4.5 Uncertainties assessment

The uncertainty of gridded products arise from both the uncertainties in the parameter estimates and mapping (sampling) errors. Considering the nonnegligible trends of accumulated Cant, the evaluation of uncertainty in this section mainly focuses on the anthropogenic CO2. Both random errors and potential biases contribute to the uncertainties in the Cant estimates. In Sect. 4.1, the random errors for individual measurements have been estimated to be about ±4–6 µmol kg−1 in the full-parameter pathway and the hydrography-only pathway. The potential bias including uncertainty in inversion algorithm assumptions and formula parameters are more difficult to assess quantitatively, but have little effect on the climatological distribution. The mapping errors, reflecting uncertainties introduced during spatial interpolation, are also challenging to evaluate precisely.

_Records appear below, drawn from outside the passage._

PR #2506, opened 2016-10-28
Improve Table Performance, Especially When Using Section Index Bar

### LINKED ISSUE #2501: Table View Added Overhead when Using Section Index
When using a section index with a table node, there is extra overhead because the constrained size used to measure the node in advance doesn't match the content size of the resulting cell.

For instance, if the table is 320 wide, and the index is 15 wide, the node will be initially measured against 320 and when it appears on screen it will have to be remeasured against 305. The remeasure also requires a table view -beginUpdates/-endUpdates call which also takes time.

I already have a diff for this that @chrisdanford has tested and it works great!

Adlai-Holler:
This is a diff that I developed with @chrisdanford – it resolves #2501.

- Only call `beginUpdates/endUpdates` if the node's height changed as a result of remeasuring against content view.
- Subtract section index frame from bounds-width when determining the row width. Otherwise, when the cell comes on screen, it's going to have to synchronously remeasure.
- Fix an unrelated issue where if you call `ASTableNode.numberOfSections` before the first layout, it'll reload data with `_nodesConstrainedWidth = 0` and all the rows will get measured against 0 which is less than ideal.

@chrisdanford Would you be willing to download this as a patch and try it against Pinterest to make sure that I haven't regressed anything since the last profiling?

### DIFF
--- a/AsyncDisplayKit/ASTableNode.mm
+++ b/AsyncDisplayKit/ASTableNode.mm
@@ -389,18 +389,22 @@ ASEnvironmentCollectionTableSetEnvironmentState(_environmentStateLock)
 - (void)reloadDataInitiallyIfNeeded
 {
   if (!self.dataController.initialReloadDataHasBeenCalled) {
-    [self reloadData];
+    // Note: Just calling reloadData isn't enough here – we need to
+    // ensure that _nodesConstrainedWidth is updated first.
+    [self.view layoutIfNeeded];
   }
 }
 
 - (NSInteger)numberOfRowsInSection:(NSInteger)section
 {
+  ASDisplayNodeAssertMainThread();
   [self reloadDataInitiallyIfNeeded];
   return [self.dataController numberOfRowsInSection:section];
 }
 
 - (NSInteger)numberOfSections
 {
+  ASDisplayNodeAssertMainThread();
   [self reloadDataInitiallyIfNeeded];
   return [self.dataController numberOfSections];
 }
--- a/AsyncDisplayKit/ASTableNode.mm
+++ b/AsyncDisplayKit/ASTableNode.mm
@@ -388,6 +388,7 @@ ASEnvironmentCollectionTableSetEnvironmentState(_environmentStateLock)
 
 - (void)reloadDataInitiallyIfNeeded
 {
+  ASDisplayNodeAssertMainThread();
   if (!self.dataController.initialReloadDataHasBeenCalled) {
     // Note: Just calling reloadData isn't enough here – we need to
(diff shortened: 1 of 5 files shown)


AsyncDisplayKit/ASTableNode.mm
```diff
@@ -378,18 +378,22 @@ - (void)scrollToRowAtIndexPath:(NSIndexPath *)indexPath atScrollPosition:(UITabl
 - (void)reloadDataInitiallyIfNeeded
 {
   if (!self.dataController.initialReloadDataHasBeenCalled) {
-    [self reloadData];
```
appleguy: Can we put an assertMainThread here?

AsyncDisplayKit/ASTableView.mm
```diff
@@ -1584,6 +1596,31 @@ - (void)clearFetchedData
...
+  UIView *indexView = _sectionIndexView;
+  if (indexView.superview == self) {
+    return indexView.frame.size.width;
+  }
+
+  CGRect bounds = self.bounds;
+  for (UIView *view in self.subviews) {
+    CGRect frame = view.frame;
+    // Section index is right-aligned and less than half-width.
+    if (CGRectGetMaxX(frame) == CGRectGetMaxX(bounds) && frame.size.width * 2 < bounds.size.width) {
```
appleguy: This seems pretty questionable... what about other subviews people may add to a table view, and manage with scrollViewDidScroll?

I think in the future, it would be more ideal to call super layoutSubviews in the layout method and then capture the bounds on a .contentView inside an _ASTableViewCell, which is sized to reflect these things - as well as delete control, resize handle, etc.  This would be tricky to say the least, but would be more UIKit-compliant if possible.

Adlai-Holler: Yeah it's not great.

chrisdanford:
Very obvious improvement when I compare the "AHTablePerformance" and "releases/p6.14" branches.

Steps:
- cold start, wait for CPU to settle
- on the first HF pin, context menu -> Pin
- wait for AddPinVC to load and CPU to settle
- scroll continuously from top to bottom of table view

With iPod 5G:
Before
screen shot 2016-10-28 at 5 28 51 pm

After
screen shot 2016-10-28 at 5 32 53 pm

Adlai-Holler:
Thanks guys! Since this has such a substantial performance improvement (and it adds tests!) I'm going to merge this. In the future I'd love to find a more direct approach, but reading a cell's content width and applying it to all other cells is fraught with other issues so let's keep brainstorming and revisit this later.

PR #2511, opened 2016-10-30
Share a Singleton Shadower for Unshadowed Text, Fix Issue

### LINKED ISSUE #2509: Optimize Text Node by Only Creating Shadowers If Needed
This should be very easy. We create shadowers for every text kit renderer, which can [add up quickly](https://github.com/facebook/AsyncDisplayKit/pull/2470#issuecomment-257126231).

Adlai-Holler:
Resolves #2509 

This also fixes an issue where the shadowing was applied _twice_ – once in ASTextNode.drawRect:withParameters: and again inside ASTextKitRenderer. Along with the small resource penalty, this caused drawing metrics to be wrong in some cases for shadowed text.

Ready for review @appleguy @maicki @nguyenhuy !


appleguy:
@Adlai-Holler This is a great change - profiling definitely did show shadower objects created in significant numbers, sometimes resulting in runtime lock contention.  I don't recall the numbers, but this could be a 1-2% improvement in text handling!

Traditionally, distribution maps of carbonate system parameters, including Cant, were constructed using limited GLODAPv2 cruises data (sampling stations are shown in Fig. 1b), with spatial coverage extended via regression and interpolation methods (Gruber et al., 2019b; Sabine et al., 2004; Barth et al., 2014). In these earlier products, mapping errors strongly depended on the vertical and horizontal data distribution and were assumed to be less than 15 % (Sabine et al., 2004). In contrast, our gridded products leverage the statistical advantage of aggregating multiple independent observations, resulting in gridded uncertainties that are smaller than individual observation uncertainties, and mapping discrepancies reduced to below 7.5 % (Fig. A9). Although our approach may underestimate uncertainty due to potential representativity error, our dataset offers a significant improvement in both accuracy and spatial representativeness over previous gap-filling approaches, and it further extends coverage to the ocean bottom, whereas earlier analyses were largely restricted to the upper 0–3000 m (Gruber et al., 2019a). This enhancement is especially valuable for robustly assessing variability and climatological trends in the historically data-sparse Southern Ocean.

5 Data availability

The raw Argo profile measurements used in this study are publicly available from the Argo Global Data Assembly Center (GDAC) at ftp://ftp.ifremer.fr/ifremer/argo/dac/. The processed Argo profile dataset and SOCOML gridded products, including the primary product ALL-Data Grid and auxiliary products, are available at https://data.mendeley.com/datasets/xzr59ngmpz/2 (last access: 28 October 2025) (https://doi.org/10.17632/xzr59ngmpz.2, Zhong et al., 2025a) and NOAA National Centers for Environmental Information (NCEI, https://doi.org/10.25921/8c29-rv75, Zhong et al., 2025b).

6 Conclusions

As the Southern Ocean Argo array has expanded, we applied the ESPER_NN model to reconstruct eight key carbonate system parameters – TA, DIC, pH, NO3, PO4, SiO4, Cant and Ωar from Argo profiles. These reconstructions were then gridded into a 1°×1° product with 84 pressure levels. The input variables were dynamically partitioned into full-parameter (with O2 measured) and hydrography-only (without O2 measured) pathways to leverage the extensive Argo network. To account for differing data sources, we generated four gridded products: the All-Data Grid, integrating both Argo and GLODAP data, and the Float Grid, further divided into the Non-O2-Float Grid and the O2-Float Grid. Although the All-Data Grid provides a comprehensive climatological distribution derived from multiple integrated data sources, the Float Grid demonstrates greater internal consistency. This is because discrepancies arising from measurement instrumentation differences cannot be fully eliminated, as clearly illustrated in Fig. 7c. Consequently, the All-Data Grid is more suitable for large-scale studies, whereas investigations focusing on smaller regions should incorporate more rigorous analyses of accuracy and uncertainty.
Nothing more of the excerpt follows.